Problem description:
Set down exactly the lines below, starting at the one that contains "addressed in #459" and ending at the one that contains "One of the recent", with both of those lines included and nothing else.

The data:
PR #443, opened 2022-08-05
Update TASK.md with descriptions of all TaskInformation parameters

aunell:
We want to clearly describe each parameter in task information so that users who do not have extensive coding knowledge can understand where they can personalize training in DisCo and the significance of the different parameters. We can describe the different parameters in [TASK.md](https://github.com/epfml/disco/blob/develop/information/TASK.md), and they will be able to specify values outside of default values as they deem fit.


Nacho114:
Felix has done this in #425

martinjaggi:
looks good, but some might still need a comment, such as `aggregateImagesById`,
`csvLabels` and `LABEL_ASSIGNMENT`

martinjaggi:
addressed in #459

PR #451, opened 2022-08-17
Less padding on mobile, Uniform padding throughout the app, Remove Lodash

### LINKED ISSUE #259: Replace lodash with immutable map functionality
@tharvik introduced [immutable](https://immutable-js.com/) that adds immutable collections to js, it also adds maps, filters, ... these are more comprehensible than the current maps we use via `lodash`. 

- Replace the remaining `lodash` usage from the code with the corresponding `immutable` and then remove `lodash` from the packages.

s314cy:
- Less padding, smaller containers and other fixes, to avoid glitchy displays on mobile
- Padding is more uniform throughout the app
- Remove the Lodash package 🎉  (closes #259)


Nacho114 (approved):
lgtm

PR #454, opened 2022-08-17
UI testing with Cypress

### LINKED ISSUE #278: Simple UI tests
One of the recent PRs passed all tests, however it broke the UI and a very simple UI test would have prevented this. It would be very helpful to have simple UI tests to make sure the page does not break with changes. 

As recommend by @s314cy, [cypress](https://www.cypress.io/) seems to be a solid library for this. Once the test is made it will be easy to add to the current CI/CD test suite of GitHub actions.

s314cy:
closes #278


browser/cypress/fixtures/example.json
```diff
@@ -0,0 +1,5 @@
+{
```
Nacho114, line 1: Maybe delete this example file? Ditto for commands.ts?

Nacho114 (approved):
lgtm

Task response:
addressed in #459

PR #451, opened 2022-08-17
Less padding on mobile, Uniform padding throughout the app, Remove Lodash

### LINKED ISSUE #259: Replace lodash with immutable map functionality
@tharvik introduced [immutable](https://immutable-js.com/) that adds immutable collections to js, it also adds maps, filters, ... these are more comprehensible than the current maps we use via `lodash`. 

- Replace the remaining `lodash` usage from the code with the corresponding `immutable` and then remove `lodash` from the packages.

s314cy:
- Less padding, smaller containers and other fixes, to avoid glitchy displays on mobile
- Padding is more uniform throughout the app
- Remove the Lodash package 🎉  (closes #259)


Nacho114 (approved):
lgtm

PR #454, opened 2022-08-17
UI testing with Cypress

### LINKED ISSUE #278: Simple UI tests
One of the recent PRs passed all tests, however it broke the UI and a very simple UI test would have prevented this. It would be very helpful to have simple UI tests to make sure the page does not break with changes. 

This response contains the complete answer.